In controlling the ignition timing of an internal combustion engine, a mixture supplied to the engine is ignited through a procedure which generally includes sensing predetermined crank angle positions of the engine crankshaft, calculating ignition timing conforming to engine operating conditions with reference to each of the predetermined crank angle positions, generating an ignition command signal based on the calculated ignition timing, and terminating supply of a pulse of electric current to the primary side of the ignition coil upon generation of the ignition command signal to cause generation of a high-voltage on the secondary side of the ignition coil, and thereby produce a spark discharge at a spark plug of the engine.

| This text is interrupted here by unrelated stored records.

Issue #780, opened 2022-07-12
Unsoundness for Two SV-Comp benchmarks


michael-schwarz:
- [x] `ldv-validator-v0.6/linux-stable-af3071a-1-130_7a-drivers--hwmon--s3c-hwmon.ko-entry_point.cil.c`
- [x] `ldv-linux-3.12-rc1/linux-3.12-rc1.tar.xz-144_2a-drivers--input--touchscreen--usbtouchscreen.ko-entry_point.cil`

The first benchmark seem to miss some sort of initialization (setting `s3c_hwmon_driver_group0` to anything other than what `zalloc` yields), which leads to an immediate abort in `s3c_hwmon_probe`, making code further down that is supposed to contain the call to `reach_error` unreachable.

I think it might be mislabled (CPAChecker and PESCO somehow produce a counterexample, I'll try to inspect that)

_Originally posted by @michael-schwarz in https://github.com/goblint/analyzer/issues/755#issuecomment-1181526369_

sim642:
When I did SV-COMP performance comparisons for #770, I actually saw 5 unsound tasks, including the ones you listed above: https://goblint.cs.ut.ee/results/72-all-fast-evalint-opt-after/table-generator.table.html#/table?filter=0(0*status*(category(in(wrong)))).
Have you not seen the others in your recent SV-COMP runs? Maybe those are just in categories you haven't included recently?

michael-schwarz:
The fourth one is the one fixed in #755, the other two might well be there additionally, these two are the ones we noticed a while back with affine equalities.

sim642:
Right now these two are the only two unsoundness cases that haven't been dealt with AFAIK. Are you still planning to look into these?

michael-schwarz:
Both are still there with the most recent Goblint version in the sv-comp config.

Plus we newly have
- [ ] `ldv-linux-3.14-races/linux-3.14--drivers--usb--misc--iowarrior.ko.cil.yml`

sim642:
iowarrior is not new, but it hasn't just been mentioned in any issue. The program itself is problematic, so there's already an sv-benchmarks MR for it: https://gitlab.com/sosy-lab/benchmarking/sv-benchmarks/-/merge_requests/1374.

sim642:
Both of the two tasks stem from the same problem: due to all zero memory from `ldv_zalloc`, a lot of the code is dead.
[...]

PR #859, opened 2022-10-18
SV-COMP 2023 setup

sim642:
This PR conflicts with #845 due to the changes in stubs structure.

### TODO
- [x] Add autotune conf


conf/svcomp23.json
```diff
@@ -0,0 +1,91 @@
...
+      "activated": [
+        "singleThreaded",
+        "mallocWrappers",
+        "noRecursiveIntervals",
+        "enums",
+        "arrayDomain",
+        "octagon",
+        "wideningThresholds"
+      ]
+    }
```
sim642, line 70: @leunam99 Is this the set of autotune activations that you'd recommend?

leunam99: Yes it is. One caveat is that this configuration also slightly increased the number of test with a wrong result in my benchmarks. 
(` sv-benchmarks/c/systemc/pipeline.cil-1.yml,`
`sv-benchmarks/c/ldv-linux-3.14-races/linux-3.14--drivers--usb--misc--iowarrior.ko.cil.yml`,
`sv-benchmarks/c/ldv-validator-v0.6/linux-stable-af3071a-1-130_7a-drivers--hwmon--s3c-hwmon.ko-entry_point.cil.out.yml`
and another one I would have to look up later today)

sim642: - [x] `systemc/pipeline.cil-1` is fixed by https://github.com/goblint/analyzer/pull/859/commits/2c257b60cde8c6b9214f378d92ee82c4f66ba458.
- [x] `ldv-linux-3.14-races/linux-3.14--drivers--usb--misc--iowarrior.ko.cil` is already wrong on master due to a task problem: https://gitlab.com/sosy-lab/benchmarking/sv-benchmarks/-/merge_requests/1374.
- [ ] `ldv-validator-v0.6/linux-stable-af3071a-1-130_7a-drivers--hwmon--s3c-hwmon.ko-entry_point.cil.out` is part of #780.

michael-schwarz:
We should also think about whether to enable the analysis that can keep more malloc'ed variables apart #722.

sim642:
> We should also think about whether to enable the analysis that can keep more malloc'ed variables apart #722.

According to https://github.com/goblint/analyzer/pull/722#issuecomment-1196424419, it made no difference, with 3 at least. If we want some higher value, we should do local sv-benchmarks experiments first (because the preruns turnaround time is much longer and they're currently limited to 60s anyway) to find such optimal value. Or maybe autotune needs to be adapted to also tune that.

Since this setup has successfully passed a prerun, the Apron packaging stuff works, which was the main concern. I'll merge this so conflicts in #845 can be resolved.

In order to ignite the mixture supplied to the engine precisely at the desired crank angle position, an ignition timing control system such as disclosed in Japanese Provisional Utility Model Publication (Kokai) No. 55-163476 is adapted to correct the ignition timing for a delay in time between the moment the ignition command signal is generated for the ignition coil and the moment the spark discharge is actually produced at the spark plug. However, in an arrangement which uses a sensor such as a magnetic pick-up to magnetically sense the crank angle position of the crankshaft in the ignition procedure described above, it is also necessary to take into account a time delay involved in the generation of the sensor output signal. Though this time delay can be shortened or substantially eliminated by employing a sensor that senses the crank angle position by optical means, such a sensor is high in cost and involves peripheral circuitry of some complexity.